I strongly recommend finding her again and congratulating her and complimenting etc. etc. on how well she did.

Dr. Bear is here to help.


----------



## endless_akatsuki (Apr 9, 2009)

If you're too nervous to ask in person, give her something to ask her. It's a LOT easier to write something than to say something. You could do something like that other person and write Prom? or Formal? (or will you go to prom with me? which is a lot longer) on a rubik's cube (without messing with the centers) and have her solve it. And don't worry about being awkward. Just be genuine. As in, if she asks why you're acting weird, tell her it's because you have been wanting to ask her to prom. I mean, that's another way you could go. Or tell her you've been wanting to ask her something if that's easier. And she will make you tell her.


----------



## Dene (Apr 9, 2009)

Heh. For me, things I write end up being even more awkward than when I talk; you can only imagine how bad that must be.


----------



## Brian Le (Apr 9, 2009)

abr71310 said:


> AvGalen said:
> 
> 
> > > Also: http://www.speedsolving.com/forum/showthread.php?p=160619#post160619
> ...


----------



## EmersonHerrmann (Apr 9, 2009)

Heheheheheh, Brian's amazed that he inspired someone


----------



## abr71310 (Apr 9, 2009)

Dene said:


> abr71310 said:
> 
> 
> > I asked her how Regionals went (remember that?) and with a cold "fine", she basically sent me on my way...
> ...



I did, she got pissed because she was working on her essay.
When I was asking how THAT was going she got even madder...

I'm thinking she isn't getting enough sleep, but maybe I'm coming off too strong??



Brian Le said:


> abr71310 said:
> 
> 
> > AvGalen said:
> ...



Yes, you did.
It's not that I'm afraid of rejection, I'm afraid of my stability after the rejection...

I tend to be an off-the-handle type of person, especially since this happened twice before...


----------



## bundat (Apr 9, 2009)

It's obvious that it's a sensitive topic to her, so just let it go, and talk about something else.

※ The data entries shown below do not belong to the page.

Issue #61, opened 2022-01-24
iOS / Cosmic styled notification stacks


ErikReider:
[Cosmic](https://news.itsfoss.com/system76-cosmic-panel/)
![image](https://user-images.githubusercontent.com/35975961/150807140-cf407ab8-c311-46c9-bc34-46bac0e49708.png)

nightly-brew:
I really like it!
Does it allow the user to expand the grouped notifications and interact with each one singularly?

ErikReider:
> I really like it!
> Does it allow the user to expand the grouped notifications and interact with each one singularly?

Yes sir! Clicking on it expands all of the notifications

nightly-brew:
I wonder now: if the notification on top has buttons, are those shown or are they hidden until the group is expanded?

ErikReider:
That screenshot was from a System76 figma document if I'm not mistaken. My guess would be that they are shown after all notifications are expanded

phwelo:
this would be a serious usability improvement 💯

ldelossa:
this is bad ass :+1:

ErikReider:
I have a work in progress locally on my machine with some pretty nice animations :)

I'll post a PR when I've gotten the actual notification logic in place which should be the "easy" part

ErikReider:
https://github.com/ErikReider/SwayNotificationCenter/assets/35975961/c228b177-fb26-4a92-8ace-9b2d14c635c5

Here's a preview ;)

PR #345, opened 2023-11-29
Grouped notifications

ErikReider:
Fixes: #61 

https://github.com/ErikReider/SwayNotificationCenter/assets/35975961/2cf4da93-eff7-4a0b-85e3-cdcea9c4aba3

TODO:
- [x] Keyboard navigation
- [ ] Animate each notification dismiss instead of instantly resizing group to the new size?
- [x] Group by `desktop-entry` if provided
	- [x] Use as title
- [x] Add app icon next to group name?
- [x] Add close all button
- [ ] Gesture to swipe whole group to close all (when collapsed)
- [x] Move urgent groups to the top
- [x] Scroll to top of group when expanding
- [x] Fix hovering collapsed group


rustysys-dev:
Awesome enhancement! I have been waiting for this!! Quick question for your consideration is there anyway to group other than by just desktop file? It might be useful to group by summary as well, otherwise I would have all 250 slack notifications in 1 group.  If it was grouped by summary then we could get the group to distinguish between channels in slack at the very least.

ErikReider:
> Awesome enhancement! I have been waiting for this!! Quick question for your consideration is there anyway to group other than by just desktop file? It might be useful to group by summary as well, otherwise I would have all 250 slack notifications in 1 group. If it was grouped by summary then we could get the group to distinguish between channels in slack at the very least.
> 
> ```
>    string "Slack"
>    uint32 0
>    string ""
>    string "New message in #rustytest"
>    string "rustytest: @Rusty in channel"
>    array [
>       string "default"
>       string "View"
>    ]
>    array [
>       dict entry(
>          string "desktop-entry"
>          variant             string "Slack"
>       )
>       dict entry(
>          string "urgency"
>          variant             byte 1
>       )
>       dict entry(
>          string "sender-pid"
>          variant             int64 1212
>       )
>    ]
>    int32 -1
> ```

That could probably be added in the future. There might be a notification standard for grouped notifications so that would be better

PR #352, opened 2023-12-14
[New Dependency: sassc] Move to SCSS from regular CSS

ErikReider:
This makes it easier to separate the style file into separate files, allows for nested classes, and other neat SCSS features.

This *should* also make it easier for third-parties to make custom themes.

**NOTE**: This PR adds `sassc` as a dependency


maplepy:
Hello not sure why or if you can help with that but whenever i use `style.scss` instead of `style.css`, I get the default config, although I copied yours from the repo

And maybe her essay was due soon or she felt it was horrible or something, so you just picked an annoying issue to her, one after another.

If you feel that you are in good terms (I suggest checking as she seemed pissed from your previous posts... don't ask her directly though, just go and say hi), then you could do it my way.

No frills, just ask her "Are you going to the prom?" and if she says yes, ask her if she has a date.

This gives her a hint that you're asking her, and lets her bail out by making up excuses if she doesn't want to go with you. Because girls don't like giving rejections either.

If she says no, she doesn't have a date, then just casually say "I'll pick you up at around 8 then?". Throw in a smile and a wink if it fits your style.

You can easily pass it off as if you were just kidding around if she says no, and if she doesn't, you're in.


----------



## AvGalen (Apr 9, 2009)

bundat said:


> It's obvious that it's a sensitive topic to her, so just let it go, and talk about something else. And maybe her essay was due soon or she felt it was horrible or something, so you just picked an annoying issue to her, one after another.
> 
> If you feel that you are in good terms (I suggest checking as she seemed pissed from your previous posts... don't ask her directly though, just go and say hi), then you could do it my way.
> 
> ...


Good advice. I am just guessing that bundat isn't a 13 year old boy


----------



## ThatGuy (Apr 9, 2009)

just ask her or you'll regret it. don't worry about her being two years younger, there are plenty of those kind of couples at our school


----------



## Swordsman Kirby (Apr 9, 2009)

abr71310 said:


> I'm afraid of my stability after the rejection...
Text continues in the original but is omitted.